Hospital-based Asthma Education: Health Education

Hospital-based Asthma Education: Health EducationAnother pediatric program by Clark and coworkers evaluated the impact of health education on frequency and cost of health-care use by low-income children with asthma. This “open airways” program took place in a hospital setting and attempted to use an education program to reduce ED visits and hospitalization. They also determined whether the effect was greater among high baseline health-care users. Two hundred ninety families with 310 children in all were enrolled, 207 in the experimental group and 103 in the control group who continued to receive their usual care. The program, which was conducted in English or Spanish, consisted of six, 1-hour sessions with parents and children receiving five separate and one joint session itat on buy dexone online. Ten to 15 families were included in each group. They were taught to recognize and deal with asthma attacks, how to take their medications, patient-physician communications, improving the home environment, improving school performance, general fitness instruction, and guidelines regarding physical activities. The major outcome measure was health-care utilization 1 year before and 1 year after the program. No difference was noted overall, but health-care utilization was decreased in the subgroup who used the health-care facilities prior to entering the program. In those children who had been hospitalized during the preceding year, there was a significantly greater reduction in ED utilization and hospitalization (p<0.05). Most important was the cost benefit of the education program that showed a savings of $11 for each dollar spent on the program if there were one or more hospitalizations.
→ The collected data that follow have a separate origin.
PR #154, opened 2017-01-20
modify order of arguments

double-y:
### Description
Use predicted column name as first argument and actual value column as second argument to fit it to command UI

### Checklist

- [x] Pass devtools::check()
- [x] Pass devtools::test()
- [x] Tested with Exploratory

### DIFF
--- a/R/model_eval.R
+++ b/R/model_eval.R
@@ -1,20 +1,20 @@
 #' Non standard evaluation version of do_roc_
 #' @param df Data frame
-#' @param actual_val Column name for actual values
 #' @param pred_prob Column name for probability
+#' @param actual_val Column name for actual values
 #' @export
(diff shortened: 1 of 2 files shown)


R/model_eval.R
```diff
@@ -145,21 +145,21 @@ evaluate_binary_ <- function(df, actual_val_col, pred_prob_col, threshold = "f_s
 
 #' Non standard evaluation version of evaluate_regression_
 #' @param df Data frame
-#' @param actual_val Column name for actual values
 #' @param fitted Column name for predicted values
```
hideaki: Should fitted renamed to pred_val? That sounds more in line with the names we use for output columns.

double-y: I see. Okay, will modify so

PR #155, opened 2017-01-28
Changed to pass encoding argument to make it work with Japanese environment.

hidekoji:
### Description

This PR addresses the issue that exploratory::checkSourceConflict does not work with Japanese file.

### Checklist

- [ ] Pass devtools::check()
- [ ] Pass devtools::test()
- [ ] Tested with Exploratory


R/system.R
```diff
@@ -1057,7 +1057,7 @@ checkSourceConflict <- function(files){
   for (file in files){
     ret[[file]] <- tryCatch({
       env <- new.env()
-      source(file, local=env)
+      source(file, local=env, encoding = "UTF-8")
```
hideaki: Please add some comment on why it is safe to assume the file is always in UTF-8.

PR #495, opened 2018-10-05
ttest: filter NA if it is the 3rd category

hideaki:
### Description
Filter NA if it is the 3rd category, to make it 2-category data.

### Checklist

- [ ] Pass devtools::check()
- [ ] Pass devtools::test()
- [x] Tested with Exploratory

### DIFF
--- a/R/test_wrapper.R
+++ b/R/test_wrapper.R
@@ -353,8 +353,9 @@ exp_ttest <- function(df, var1, var2, func2 = NULL, ...) {
     df <- df %>% dplyr::mutate(!!rlang::sym(var2_col) := extract_from_date(!!rlang::sym(var2_col), type=func2))
   }
   
-  if (n_distinct(df[[var2_col]]) != 2) {
-    if (n_distinct(df[[var2_col]], na.rm=TRUE) == 2) { # automatically filter NA to make number of category 2, if it is the 3rd category.
+  n_distinct_res <- n_distinct(df[[var2_col]]) # save n_distinct result to avoid repeating the relatively expensive call.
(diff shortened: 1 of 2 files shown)


R/test_wrapper.R
```diff
@@ -350,11 +350,16 @@ exp_ttest <- function(df, var1, var2, func2 = NULL, ...) {
   grouped_cols <- grouped_by(df)
 
   if (!is.null(func2) && (is.Date(df[[var2_col]]) || is.POSIXct(df[[var2_col]]))) {
-    df <- df %>% mutate(!!rlang::sym(var2_col) := extract_from_date(!!rlang::sym(var2_col), type=func2))
+    df <- df %>% dplyr::mutate(!!rlang::sym(var2_col) := extract_from_date(!!rlang::sym(var2_col), type=func2))
   }
   
   if (n_distinct(df[[var2_col]]) != 2) {
-    stop(paste0("Variable Column (", var2_col, ") has to have 2 kinds of values."))
+    if (n_distinct(df[[var2_col]], na.rm=TRUE) == 2) { # automatically filter NA to make number of category 2, if it is the 3rd category.
```
kei51e: I remember that distinct/n_distinct is a relatively heavy operation. You can check NA in line 357  instead. Here's the benchmark. 8-10 times faster.

image

hideaki: But we want to do this only when removing NA makes it 2 categories.
If there is only NA and something else, we don't want to do that.

kei51e: You can keep the result of the first n_distinct. You can check only n=3 case. Am I missing somthing?

PR #499, opened 2018-10-24
Make sure to skip file(file) handle for exploratory::read_delim_file when file path is all ascii characters

hidekoji:
### Description

Make sure to skip file(file) handle for exploratory::read_delim_file when file path is all ascii characters

### Checklist

- [ ] Pass devtools::check()
- [ ] Pass devtools::test()
- [ ] Tested with Exploratory

### DIFF
--- a/R/system.R
+++ b/R/system.R
@@ -1573,9 +1573,9 @@ read_delim_file <- function(file, delim, quote = '"',
     # if it's local file simply call readr::read_delim
     # reading through file() is to be able to read files with path that includes multibyte chars.
     # without it, error is thrown from inside read_delim.
-    file_path = file
+    file_path <- file
     if(stringi::stri_enc_mark(file) != "ASCII"){
-      file_path = file(file)
+      file_path <- file(file)
     }
     readr::read_delim(file_path, delim, quote = quote, escape_backslash = escape_backslash, escape_double = escape_double, col_names = col_names, col_types = col_types,
                       locale = locale, na = na, quoted_na = quoted_na, comment = comment, trim_ws = trim_ws, skip = skip, n_max = n_max, guess_max = guess_max, progress = progress)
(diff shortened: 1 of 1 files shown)


R/system.R
```diff
@@ -1573,8 +1573,13 @@ read_delim_file <- function(file, delim, quote = '"',
     # if it's local file simply call readr::read_delim
     # reading through file() is to be able to read files with path that includes multibyte chars.
     # without it, error is thrown from inside read_delim.
-    readr::read_delim(file(file), delim, quote = quote, escape_backslash = escape_backslash, escape_double = escape_double, col_names = col_names, col_types = col_types,
-                      locale = locale, na = na, quoted_na = quoted_na, comment = comment, trim_ws = trim_ws, skip = skip, n_max = n_max, guess_max = guess_max, progress = progress)
+    if(stringi::stri_enc_mark(file) == "ASCII"){
+      readr::read_delim(file, delim, quote = quote, escape_backslash = escape_backslash, escape_double = escape_double, col_names = col_names, col_types = col_types,
```
hideaki: The only difference here is the first argument. I don't think you need to repeat the whole function call here.

R/system.R
```diff
@@ -1573,8 +1573,13 @@ read_delim_file <- function(file, delim, quote = '"',
     # if it's local file simply call readr::read_delim
     # reading through file() is to be able to read files with path that includes multibyte chars.
     # without it, error is thrown from inside read_delim.
-    readr::read_delim(file(file), delim, quote = quote, escape_backslash = escape_backslash, escape_double = escape_double, col_names = col_names, col_types = col_types,
+    file_path = file
```
hideaki: We use <- rather than =.

R/system.R
```diff
@@ -1573,8 +1573,13 @@ read_delim_file <- function(file, delim, quote = '"',
...
+    if(stringi::stri_enc_mark(file) != "ASCII"){
+      file_path = file(file)
```
hideaki: We use <- rather than =.

R/system.R
hidekoji: changed as suggested.

R/system.R
hidekoji: changed as suggested.

PR #501, opened 2018-11-03
To avoid the issue that bind_rows fails due to column data type mismatch, first load each csv file as character then do type_convert after bind_rows

hidekoji:
### Description

When downloading CSV files from cloud storage, it's possible that `readr:read_csv` guesses data type for the same column in a different way per file.  To work around this, first treat all the column as a character, then perform bind_rows and finally do type_convert for column type guessing.

### Checklist

- [ ] Pass devtools::check()
- [ ] Pass devtools::test()
- [ ] Tested with Exploratory

### DIFF
--- a/R/system.R
+++ b/R/system.R
@@ -928,7 +928,7 @@ downloadDataFromGoogleCloudStorage <- function(bucket, folder, download_dir, tok
   });
   files <- list.files(path=download_dir, pattern = ".gz");
   # pass progress as FALSE to prevent SIGPIPE error on Exploratory Desktop.
-  # To avoid the issue that bind_rows thorws an error due to column data type mismatch,
+  # To avoid the issue that bind_rows throws an error due to column data type mismatch,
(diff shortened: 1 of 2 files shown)


R/system.R
```diff
@@ -928,7 +928,7 @@ downloadDataFromGoogleCloudStorage <- function(bucket, folder, download_dir, tok
   });
   files <- list.files(path=download_dir, pattern = ".gz");
   # pass progress as FALSE to prevent SIGPIPE error on Exploratory Desktop.
-  df <- lapply(files, function(file){readr::read_csv(stringr::str_c(download_dir, "/", file), progress = FALSE)}) %>% dplyr::bind_rows()
+  df <- lapply(files, function(file){readr::read_csv(stringr::str_c(download_dir, "/", file), col_types = readr::cols(.default = "c"), progress = FALSE)}) %>% dplyr::bind_rows() %>% readr::type_convert()
```
hideaki: Please add comment on why we do this.

PR #502, opened 2018-12-11
Amazon AWS connection support

hidekoji:
### Description

Added two new APIs:

- getAWSAthenaConnection
- clearAWSAthenaConnection
- queryAWSAthena

### Checklist

- [ ] Pass devtools::check()
- [ ] Pass devtools::test()
- [ ] Tested with Exploratory


R/system.R
```diff
@@ -368,6 +368,58 @@ getMongoCollectionNumberOfRows <- function(host = NULL, port = "", database = ""
   return(result)
 }
 
+#' Returns a AWS Athena connection.
+#' @export
+getAWSAthenaConnection <- function(driver = "", region = "", authenticationType = "IAM Credentials", s3OutputLocation = "", user = "", password = "", additionalParams = "", ...) {
+  loadNamespace("RODBC")
+  loadNamespace("DBI")
```
hideaki: Do we need DBI when using RODBC?

hidekoji: DBI is actually not used so removed this loadNamespace for DBI.

PR #508, opened 2018-12-28
NA fill options after aggregation for do_prophet

hideaki:
### Description
Support NA fill options done after aggregation for do_prophet.

### Checklist

- [ ] Pass devtools::check()
- [ ] Pass devtools::test()
- [x] Tested with Exploratory


R/anomaly_detection.R
```diff
@@ -164,7 +164,7 @@ do_anomaly_detection_ <- function(
         time = time_col_values
       ) %>%
         dplyr::group_by(time) %>%
-        dplyr::summarise(count = n())
+        dplyr::summarise(val = n())
```
kei51e: What's the reason of changing the name from count to val?

PR #511, opened 2018-12-30
fix Google BigQuery : Error: Invalid value at 'max_results.value' (TYPE_UINT32), "1e+06" [badRequest]

hidekoji:
### Description

Currently, `getGoogleBigQueryTables` passes `page_size=1000000` when it calls 

```r
    tables <- bigrquery::list_tables(project, dataset, page_size=1000000);
```

However, this started raising below error:

```r
Error: Invalid value at 'max_results.value' (TYPE_UINT32), "1e+06" [badRequest]
```
So it needs to decrease default value to `page_size=10000`

### Checklist

- [ ] Pass devtools::check()
- [ ] Pass devtools::test()
- [x] Tested with Exploratory

### DIFF
--- a/R/system.R
+++ b/R/system.R
@@ -1208,7 +1208,7 @@ getGoogleBigQueryTables <- function(project, dataset, tokenFileId=""){
     token <- getGoogleTokenForBigQuery(tokenFileId);
     bigrquery::set_access_cred(token)
     # if we do not pass max_results, it only returnss 50 items. so explicitly set it.
-    tables <- bigrquery::list_tables(project, dataset, page_size=1000000);
+    tables <- bigrquery::list_tables(project, dataset, page_size=10000);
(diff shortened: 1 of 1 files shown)


R/system.R
```diff
@@ -1208,7 +1208,7 @@ getGoogleBigQueryTables <- function(project, dataset, tokenFileId=""){
     token <- getGoogleTokenForBigQuery(tokenFileId);
     bigrquery::set_access_cred(token)
     # if we do not pass max_results, it only returnss 50 items. so explicitly set it.
```
hideaki: Does max_results here mean page_size?
Also, please add comment on what you found about the error you are fixing in this PR.

hidekoji: I added a comment about the error I got from Google BigQuery API call and my observation.

PR #514, opened 2019-01-06
exp_kmeans sample_n error

hideaki:
### Description
- Fix exp_kmeans sample_n error by checking n is actually smaller than original number of rows.
- Update Feature Importance's max_pd_vars default from 10 to 12. (Looks better on 3 or 4 column facet.)

### Checklist

- [ ] Pass devtools::check()
- [ ] Pass devtools::test()
- [x] Tested with Exploratory - Verified that the issue does not happen with the reproducible case.


hideaki:
add exploratory:: namespace to usages of sample_rows().

PR #520, opened 2019-01-27
Complete survival curve data

hideaki:
### Description
Complete survival curve data so that survival table does not have missing cells.

### Checklist

- [ ] Pass devtools::check()
- [ ] Pass devtools::test()
- [x] Tested with Exploratory

### DIFF
--- a/R/survival.R
+++ b/R/survival.R
@@ -129,7 +129,7 @@ tidy.survfit_exploratory <- function(x, ...) {
   ret <- broom:::tidy.survfit(x, ...)
 
   # for better viz, add time=0 row for each group when it is not already there.
-  add_time_zero_row_each <- function(df) {
+  complete_times_each <- function(df) {
     if (nrow(df[df$time==0,]) == 0) { # do this only when time=0 row is not already there.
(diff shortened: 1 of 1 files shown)


R/survival.R
```diff
@@ -128,17 +128,21 @@ exp_survival <- function(df, time, status, start_time = NULL, end_time = NULL, e
...
-  # for better viz, add time=0 row for each group when it is not already there.
-  add_time_zero_row_each <- function(df) {
+  # for line chart and pivot table, add time=0 row when it is not already there, and rows for other missing times for each group.
+  complete_times_each <- function(df) {
     if (nrow(df[df$time==0,]) == 0) { # do this only when time=0 row is not already there.
       df <- rbind(data.frame(time=0, n.risk=df$n.risk[1], n.event=0, n.censor=0, estimate=1, std.error=0, conf.high=1, conf.low=1), df)
     }
+    # Fill data for missing period, as if there was a row for 0 event and 0 censor.
+    df <- df %>% tidyr::complete(time=0:max(time))
+    df <- df %>% fill_between(n.risk, estimate, std.error, conf.high, conf.low)
```
kei51e: Can this fill the empty values at the very top or bottom of the data frame?

hideaki: That's a good point. I just thought about it and think we'd better keep it this way. Added comment.

PR #522, opened 2019-02-04
Wrapper for Analytics View for Boruta

hideaki:
### Description
Add wrapper for Analytics View for Boruta, exp_boruta().

### Checklist

- [ ] Pass devtools::check()
- [x] Pass devtools::test()
- [x] Tested with Exploratory


tests/testthat/test_boruta.R
```diff
@@ -0,0 +1,19 @@
+# how to run this test:
+# devtools::test(filter="rpart")
+
+if (!exists("flight")) {
+  # To skip repeated data loading, run the following outside of the context of the test,
+  # so that it stays even after the test.
+  flight <- exploratory::read_delim_file("https://www.dropbox.com/s/f47baw5f3v0xoll/airline_2013_10_tricky_v3.csv?dl=1", ",", quote = "\"", skip = 0 , col_names = TRUE , na = c("","NA") , locale=readr::locale(encoding = "UTF-8", decimal_mark = "."), trim_ws = FALSE , progress = FALSE) %>% exploratory::clean_data_frame()
```
kei51e: Does this test data include multibyte characters/languages?

R/randomForest_tidiers.R
```diff
@@ -1749,3 +1749,133 @@ tidy.rpart <- function(x, type = "importance", pretty.name = FALSE, ...) {
...
+
+  do_on_each_group(clean_df, each_func, name = "model", with_unnest = FALSE)
+}
+
+tidy.Boruta <- function(x, ...) {
+  res <- tidyr::gather(as.data.frame(x$ImpHistory), "variable","importance")
+  decisions <- data.frame(variable=names(x$finalDecision), decision=x$finalDecision)
+  res <- res %>% dplyr::left_join(decisions, by = "variable") 
+  res$variable <- x$terms_mapping[res$variable] # Map variable names back to original.
+  res <- res %>% dplyr::filter(decision %in% c("Confirmed", "Tentative", "Rejected"))
```
kei51e: Should describe why we need to filter by those 3 items. Also, seems it is used in multiple places so it would be better to define a constant and reuse it.

hideaki: Added comment. The list of levels appear in line 1869 and 1871, but in 1871, they has to be directly embedded in arguments. So let me keep it this way.

tests/testthat/test_boruta.R
hideaki: We take care of it in a separate test suite.

PR #533, opened 2019-02-19
SMOTE related improvements

hideaki:
### Description
- Use new set of arguments for exp_balance(), so that we don't down-sample precious minority data.
- Handle ordered factor columns
- Add seed argument on exp_balance()
- Call new exp_balance() from Analytics View functions.
- Add "synthesized" column to show synthesized rows.

### Checklist

- [ ] Pass devtools::check()
- [ ] Pass devtools::test()
- [ ] Tested with Exploratory


R/randomForest_tidiers.R
```diff
@@ -684,16 +684,188 @@ rf_partial_dependence <- function(df, ...) { # TODO: write test for this.
...
+    ret
+  }
+
+  if (is.null(target_size)) {
+    if (minority_size / (minority_size + majority_size) >= target_minority_perc / 100) {
+      # Already enough minority for the ratio even without SMOTE.
+      # No Action. Already above target minority ratio.
+      newdataset <- data %>% dplyr::mutate(synthesized = FALSE)
+    }
+    else if (minority_size * (100 + max_synth_perc) / 100 / (minority_size * (100 + max_synth_perc) / 100 + majority_size) >= target_minority_perc / 100) {
```
hidekoji: this if /else condition is little tricky since it does a lot of calculation in it.  Some comment explaining what's actually is calculated in the condition help to understand it. Same for all the other similar if/else conditions.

In a study by Rubin and associates, a computer game was used to improve knowledge and asthma treatment behaviors in children 7 to 12 years (the younger ones with the assistance of their parents). Twenty-five children played the “asthma command” game for 40 min (experimental group) vs 29 who played routine games for a similar period of time. They were evaluated every 6 weeks for 10 months. There was a significant improvement in their knowledge and asthma treatment behaviors (p<0.001) but surprisingly there was no difference in physician visits, ED visits, or hospitalization. It appeared that at least in this study utilizing a computer game, there was improvement in understanding of asthma and theoretically how to respond during exacerbations that did not seem to translate into an actual improvement in self-care! Perhaps this is telling us that the best kind of education that is likely to translate into improved self-care can be better accomplished when it involves educators and/or care givers in the teaching process than if it is done solely by computer. Alternatively, perhaps better computerized education systems could be designed and validated.